Country house hotel owners lose appeal against decision to add new public access paths in national park land near estate

Country house hotel owners lose appeal against decision to add new public access paths in national park land near estate

The proprietors of a country house and estate near Stirling have lost an appeal against a decision to amend a core path through a Scottish national park to allow the public access through land surrounding their estate.

The petitioners, a charity which owned Gartmore House and the surrounding Gartmore Estate, argued that paths proposed by the Lord Lomond & Trossachs National Park Authority would infringe on the privacy of their guests and clients.

The appeal was heard by the Lord President, Lord Carloway, together with Lord Woolman and Lord Pentland. Burnet KC appeared for the petitioners, MacColl KC for the respondents, and N McLean, solicitor advocate, for the Scottish Ministers as an interested party.

Reasonable access

The petitioners operated a hotel and an adjacent accommodation block on the Gartmore Estate. They frequently used the property to accommodate groups of children, including vulnerable children, and religious groups that required privacy. In 2018, the respondents began a formal consultation to amend the core paths plan for the national park by adding further core paths which would run close to the accommodation block and land used by visiting groups.

By letters dated February and October 2019, the petitioners objected to the addition of the new paths. After the respondents refused to remove them, they made representations to the reporter for the Scottish Ministers expressing their concern that if the paths were to be added they would be unable to offer the level of assurance required by local authorities under relevant child protection guidelines.

It was concluded by the reporter that the additional paths would provide a significant benefit to the sufficiency of the network and a proposed alternative route for both paths was unsuitable. The petitioners’ concern that the additions would lead to path users encountering guests required to be balanced with access rights. The Lord Ordinary upheld the decision of the reporter at first instance, concluding that the reporter had adequately balanced the interests of the petitioners with access rights users and that the proposed paths would still divert walkers from the more sensitive parts of the property.

Counsel for the petitioners submitted that the Lord Ordinary had erred in his interpretation of the relevant statutory test under the Land Reform (Scotland) Act 2003. The review exercise should have been about whether the original network continued to provide sufficiency, not whether it could be improved.

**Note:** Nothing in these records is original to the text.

Issue #22465, opened 2021-10-07
Carla camera data not showing in openpilot UI. Openpilot not working with Carla


pgchui:
**Describe the bug**
openpilot did not work with carla. openpilot UI did not show camera data. Client in carla did not move at all.

**How to reproduce or log data**
Console output:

He had failed to consider whether the public already had reasonable access to the area and had made no mention to the public sector equality duty owed by the Ministers under the Equality Act 2010.

Narrow and artificial exercise

Delivering the opinion of the court, Lord Carloway began: “The 2003 Act imposed an obligation on the respondents to draw up a plan for core paths ‘sufficient for the purpose of giving the public reasonable access throughout their area’. The respondents did this. The adoption of the plan did not carry with it an assumption, or a presumption, that there was thereby a sufficient core paths network in the area; merely that the identified core paths contributed to the statutory purpose of giving reasonable access and balanced the factors, including the interests of land owners, required by section 17(3).”

Addressing the relevance of the original network plan, he said: “In due course, an adopted plan might be improved; whether by the addition of other paths or the substitution of different routes, provided that the plan, as amended, also contributes to the sufficiency of the network. That is the objective of the provision for review. The use of the phrase ‘continues to give… reasonable access’ does not carry with it an implication that any previously adopted plan demonstrates the existence of a sufficiency which can never be improved. It would make no practical sense for a core paths plan to be set in aspic.”

He continued: “The reporter asked the correct question of whether, under section 17(1), the new plan with the additional paths created a system which again contributed positively to the overall purpose of giving the public reasonable access; balancing in that equation the land owner’s interest. It was not necessary for the reporter to carry out a comparison of the existing network with the proposed new one or to examine whether the network in place was already sufficient. That would be an unduly narrow and artificial exercise.”

Lord Carloway concluded: “The reporter addressed the matters which were raised before him in relation to the public sector equality duty. These concerned the interruption, or disruption, of the activities of children, vulnerable persons and religious groups. The reporter reasoned that the limited scope of any interference, and the ability to temper the effects of such interference by taking temporary measures, was not such as justified a refusal to incorporate new paths which would enhance the access rights of all.”

The reclaiming motion was therefore refused.